The poor girl was in sad perplexity. Before was an ugly rush of water and a leap beyond her strength; behind, three drunken men, their mouths full of endearment and scurrility. She looked despairingly to the level white road for the Perseus who should deliver her.
And to her joy the deliverer was not wanting. In the thick of the idiot shouting of the trio there came the clink-clank of a horse’s feet and a young man came over the bridge. He saw the picture at a glance and its meaning; and it took him short time to be on his feet and then over the broken stone wall to the waterside. Suddenly to the girl’s delight there appeared at the back of the roughs the inquiring, sunburnt face of Lewis.
The men turned and stared with hanging jaws. “Now, what the dickens is this?” he cried, and catching two of their necks he pulled their heads together and then flung them apart.
The three seemed sobered by the apparition. “And what the h-ll is your business?” they cried conjointly; and one, a dark-browed fellow, doubled his fists and advanced.
Lewis stood regarding them with a smiling face and very bright, cross eyes. “Are you by way of insulting this lady? If you weren’t drunk, I’d teach you manners. Get out of this in case I forget myself.”
For answer the foremost of the men hit out. A glance convinced Lewis that there was enough sobriety to make a fight of it. “Miss Wishart . . . Alice,” he cried, “come back and go down to the road and see to my horse, please. I’ll be down in a second.”
The girl obeyed, and so it fell out that there was no witness to that burn-side encounter. It was a complex fight and it lasted for more than a second. Two of the men had the grace to feel ashamed of themselves half-way through, and retired from the contest with shaky limbs and aching faces. The third had to be assisted to his feet in the end by his antagonist. It was not a good fight, for the three were pasty-faced, overgrown young men, in no training and stupid with liquor. But they pressed hard on Lewis for a little, till he was compelled in self-defence to treat them as fair opponents.

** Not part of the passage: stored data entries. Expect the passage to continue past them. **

PR #2803, opened 2025-03-27
feat(commands/hexdump): Add configurable size limit

### LINKED ISSUE #2608: hexdump should not crash gdb due to OOM when too huge count is passed

Gaurav23V:
This PR prevents GDB from crashing due to OOM errors when `hexdump` is called with an excessively large count.

It introduces a check before attempting the memory read, comparing the requested count against a new configurable limit. If the count exceeds the limit, a `ValueError` is raised with an informative message guiding the user on how to adjust the limit.

- Adds a new configuration parameter: `hexdump-limit-mb`
  - Default value: 10 (MB)
  - Setting to 0 disables the limit check.
- Includes tests to verify the limit check, error message, and configurability.

Fixes #2608

### DIFF
--- a/pwndbg/commands/hexdump.py
+++ b/pwndbg/commands/hexdump.py
@@ -8,6 +8,7 @@ import pwndbg.aglib.memory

He came down the road in a quarter of an hour with a huge rent in his coat-sleeve and a small cut on his forehead. He was warm and breathless, still righteously indignant at the event, and half-ashamed of so degrading an encounter. He found the girl standing statue-like, holding the bridle-rein, and looking into the distance with vacant eyes.

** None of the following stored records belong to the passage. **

PR #2804, opened 2025-03-27
Add special handling for `version` in LLDB Pwndbg

### LINKED ISSUE #2800: [LLDB] error: cannot add command: can't replace builtin command
pwndbg version: pwndbg-lldb_2025.02.19_x86_64-portable

When lunch ./pwndbg/bin/pwndbg-lldb, there have an error:
`error: cannot add command: can't replace builtin command`

I add a print in `pwndbg-lldb_2025.02.19_x86_64-portable:1808 the function add_command` ,
Found the error becasue command `version`,
hope fix it.

mbrla0:
Fixes: #2800

`version` is another Pwndbg command that has to alias an LLDB command. This PR adds it to the LLDB Pwndbg CLI, in the same way we handle `set`. This PR also introduces a name component to `pwndbg.dbg.Debugger`, as a means to distinguish between debuggers that's more specific than `is_gdblib_available`, and uses it to gate off installing `version` as a regular command when running under LLDB.

Currently, doing these overrides manually for Pwndbg commands is probably fine, because there's all in all like two of them. But if there end up being more commands like this, we should find a better, more structured way to do it.

### DIFF
--- a/pwndbg/commands/version.py
+++ b/pwndbg/commands/version.py
@@ -100,7 +100,7 @@ def version_impl() -> None:
     print("\n".join(map(message.system, all_versions())))
 
 
-if not pwndbg.dbg.name() == "lldb":
+if pwndbg.dbg.name() != "lldb":
     # In LLDB, this command is implemented as part of the Pwndbg CLI.
     @pwndbg.commands.ArgparsedCommand(
         "Displays Pwndbg and its important deps versions.", category=CommandCategory.PWNDBG
--- a/pwndbg/commands/version.py
+++ b/pwndbg/commands/version.py
@@ -93,11 +93,20 @@ def get_terminal_size():
     return f"Terminal width: {width_info}, height: {height_info}\n"
 
 
-@pwndbg.commands.ArgparsedCommand(
-    "Displays Pwndbg and its important deps versions.", category=CommandCategory.PWNDBG
-)
-def version() -> None:
+def version_impl() -> None:
+    """
+    Implementation of the `version` command.
+    """
     print("\n".join(map(message.system, all_versions())))
+
+
+if not pwndbg.dbg.name() == "lldb":
+    # In LLDB, this command is implemented as part of the Pwndbg CLI.
+    @pwndbg.commands.ArgparsedCommand(
+        "Displays Pwndbg and its important deps versions.", category=CommandCategory.PWNDBG
+    )
+    def version() -> None:
+        version_impl()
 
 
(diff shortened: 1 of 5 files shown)


pwndbg/commands/version.py
```diff
@@ -93,13 +93,22 @@ def get_terminal_size():
...
-)
-def version() -> None:
+def version_impl() -> None:
+    """
+    Implementation of the `version` command.
+    """
     print("\n".join(map(message.system, all_versions())))
 
 
+if not pwndbg.dbg.name() == "lldb":
```
patryk4815:
```suggestion
if pwndbg.dbg.name() != "lldb":
```
why not just? anyway lgtm I think

mbrla0: That was a total brain fart wow

pwndbg/commands/version.py
```diff
@@ -93,13 +93,22 @@ def get_terminal_size():
...
-)
-def version() -> None:
+def version_impl() -> None:
+    """
+    Implementation of the `version` command.
+    """
     print("\n".join(map(message.system, all_versions())))
 
 
+if pwndbg.dbg.name() != "lldb":
```
disconnect3d, line 103: Its ugly but it works :<

pwndbg/dbg/__init__.py
```diff
@@ -1134,6 +1134,12 @@ def supports_breakpoint_creation_during_stop_handler(self) -> bool:
     # removed or replaced as the porting work continues.
     #
 
+    def name(self) -> Literal["lldb", "gdb"]:
+        """
+        The name of the current debugger.
+        """
+        raise NotImplementedError()
```
disconnect3d, line 1141: Wait, dont we have some way to distinguish gdb/lldb already across the codebase?

cc: @patryk4815

patryk4815: we can detect only with `pwndbg.dbg.is_gdblib_available()`, I recommended adding `name()` in some other PR 🤔

disconnect3d: And comparing strings ;<

That should be an enum or constant :p

disconnect3d: ok, actually, strings are rather fine , we use them in many places.

But as @patryk4815 pointed out to me in some DMs this should not be an 'if'. We can add this to `ArgparsedCommand` as `exclude_debuggers=["lldb"]` kwarg?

“Are you going back to Glenavelin, Miss Wishart?” he asked. “I think I had better go with you if you will allow me.”
Alice mutely assented and walked beside him while he led his horse. He could think of nothing to say. The whole world lay between them now, and there was no single word which either could speak without showing some trace of the tragic separation.
It was the girl who first broke the silence.